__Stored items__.
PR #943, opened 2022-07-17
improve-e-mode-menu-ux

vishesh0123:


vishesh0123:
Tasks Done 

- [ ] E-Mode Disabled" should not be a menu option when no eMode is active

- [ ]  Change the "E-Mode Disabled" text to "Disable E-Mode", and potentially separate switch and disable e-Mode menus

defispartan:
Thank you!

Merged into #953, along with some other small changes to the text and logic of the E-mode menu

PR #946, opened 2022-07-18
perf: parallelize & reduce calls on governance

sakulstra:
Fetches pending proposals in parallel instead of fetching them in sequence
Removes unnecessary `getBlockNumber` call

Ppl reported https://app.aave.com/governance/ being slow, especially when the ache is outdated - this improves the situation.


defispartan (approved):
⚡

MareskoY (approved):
--
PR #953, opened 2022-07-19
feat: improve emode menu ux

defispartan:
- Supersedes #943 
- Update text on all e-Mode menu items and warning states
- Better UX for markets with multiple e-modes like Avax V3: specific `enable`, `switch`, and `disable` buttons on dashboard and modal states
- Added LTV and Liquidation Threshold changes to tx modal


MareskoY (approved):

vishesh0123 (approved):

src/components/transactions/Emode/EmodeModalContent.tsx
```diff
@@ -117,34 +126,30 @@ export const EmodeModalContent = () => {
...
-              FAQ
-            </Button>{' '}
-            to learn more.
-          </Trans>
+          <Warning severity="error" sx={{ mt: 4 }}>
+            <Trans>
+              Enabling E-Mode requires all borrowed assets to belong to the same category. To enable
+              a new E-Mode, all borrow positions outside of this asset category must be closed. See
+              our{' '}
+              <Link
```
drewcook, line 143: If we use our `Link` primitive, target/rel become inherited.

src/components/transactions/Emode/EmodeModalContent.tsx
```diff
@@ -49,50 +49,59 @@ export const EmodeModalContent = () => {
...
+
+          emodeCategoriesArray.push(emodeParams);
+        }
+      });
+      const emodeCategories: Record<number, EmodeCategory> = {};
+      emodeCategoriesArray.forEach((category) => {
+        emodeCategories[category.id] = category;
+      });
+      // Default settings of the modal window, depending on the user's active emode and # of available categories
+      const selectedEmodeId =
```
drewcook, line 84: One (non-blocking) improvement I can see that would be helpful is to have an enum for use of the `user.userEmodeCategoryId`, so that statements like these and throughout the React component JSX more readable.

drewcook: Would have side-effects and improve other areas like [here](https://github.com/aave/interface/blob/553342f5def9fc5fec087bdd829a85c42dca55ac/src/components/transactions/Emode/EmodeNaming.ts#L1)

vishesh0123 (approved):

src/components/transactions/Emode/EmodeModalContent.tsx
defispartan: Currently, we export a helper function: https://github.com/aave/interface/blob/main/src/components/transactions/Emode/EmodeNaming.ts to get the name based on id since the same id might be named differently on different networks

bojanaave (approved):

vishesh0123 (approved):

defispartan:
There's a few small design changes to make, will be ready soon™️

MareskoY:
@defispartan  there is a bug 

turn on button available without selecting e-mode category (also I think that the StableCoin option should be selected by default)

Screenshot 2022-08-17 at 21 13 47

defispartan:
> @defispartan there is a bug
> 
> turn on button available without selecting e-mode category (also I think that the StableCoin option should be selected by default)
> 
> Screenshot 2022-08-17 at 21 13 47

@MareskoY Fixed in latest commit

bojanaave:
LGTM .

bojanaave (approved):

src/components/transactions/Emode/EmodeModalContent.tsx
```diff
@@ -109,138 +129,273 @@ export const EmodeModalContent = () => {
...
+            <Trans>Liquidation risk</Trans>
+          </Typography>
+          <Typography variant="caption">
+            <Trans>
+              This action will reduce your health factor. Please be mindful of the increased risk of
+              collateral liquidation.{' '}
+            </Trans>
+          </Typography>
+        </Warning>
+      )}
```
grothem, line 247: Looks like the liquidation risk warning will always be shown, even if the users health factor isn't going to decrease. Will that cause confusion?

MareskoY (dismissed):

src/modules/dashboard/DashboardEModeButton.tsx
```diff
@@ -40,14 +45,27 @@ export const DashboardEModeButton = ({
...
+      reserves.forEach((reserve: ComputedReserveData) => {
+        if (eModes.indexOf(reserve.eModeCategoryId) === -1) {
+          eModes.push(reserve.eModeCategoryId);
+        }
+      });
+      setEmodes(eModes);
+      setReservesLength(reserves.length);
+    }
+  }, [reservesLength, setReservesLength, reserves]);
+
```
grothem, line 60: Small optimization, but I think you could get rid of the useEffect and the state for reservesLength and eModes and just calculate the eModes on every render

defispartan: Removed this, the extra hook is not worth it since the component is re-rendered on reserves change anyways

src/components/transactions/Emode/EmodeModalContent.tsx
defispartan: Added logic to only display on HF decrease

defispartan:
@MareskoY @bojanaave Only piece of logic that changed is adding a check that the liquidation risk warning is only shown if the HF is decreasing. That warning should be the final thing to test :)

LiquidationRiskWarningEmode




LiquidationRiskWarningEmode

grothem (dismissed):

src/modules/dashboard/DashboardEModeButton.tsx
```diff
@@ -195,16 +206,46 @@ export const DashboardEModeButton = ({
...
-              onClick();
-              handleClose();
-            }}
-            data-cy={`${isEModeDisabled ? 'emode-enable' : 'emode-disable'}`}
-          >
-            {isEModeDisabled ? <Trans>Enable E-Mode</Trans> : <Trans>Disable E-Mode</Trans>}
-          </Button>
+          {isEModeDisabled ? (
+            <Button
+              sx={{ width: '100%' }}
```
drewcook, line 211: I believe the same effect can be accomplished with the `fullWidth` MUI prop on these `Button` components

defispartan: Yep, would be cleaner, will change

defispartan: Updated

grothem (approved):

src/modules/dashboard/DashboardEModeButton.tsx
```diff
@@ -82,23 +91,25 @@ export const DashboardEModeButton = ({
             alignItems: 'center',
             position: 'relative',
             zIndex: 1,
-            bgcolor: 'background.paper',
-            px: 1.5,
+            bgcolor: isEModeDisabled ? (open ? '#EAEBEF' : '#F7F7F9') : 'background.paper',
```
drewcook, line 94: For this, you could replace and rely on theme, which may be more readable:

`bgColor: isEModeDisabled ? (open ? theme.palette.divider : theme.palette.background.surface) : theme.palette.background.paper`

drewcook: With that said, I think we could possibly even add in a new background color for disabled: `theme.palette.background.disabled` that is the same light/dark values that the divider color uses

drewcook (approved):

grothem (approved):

__What the task requires__. Which of the lines in the data hold the string "same"? Report each of them by copying it.

__Written answer__.
+              Enabling E-Mode requires all borrowed assets to belong to the same category. To enable
defispartan: Currently, we export a helper function: https://github.com/aave/interface/blob/main/src/components/transactions/Emode/EmodeNaming.ts to get the name based on id since the same id might be named differently on different networks
drewcook, line 211: I believe the same effect can be accomplished with the `fullWidth` MUI prop on these `Button` components
drewcook: With that said, I think we could possibly even add in a new background color for disabled: `theme.palette.background.disabled` that is the same light/dark values that the divider color uses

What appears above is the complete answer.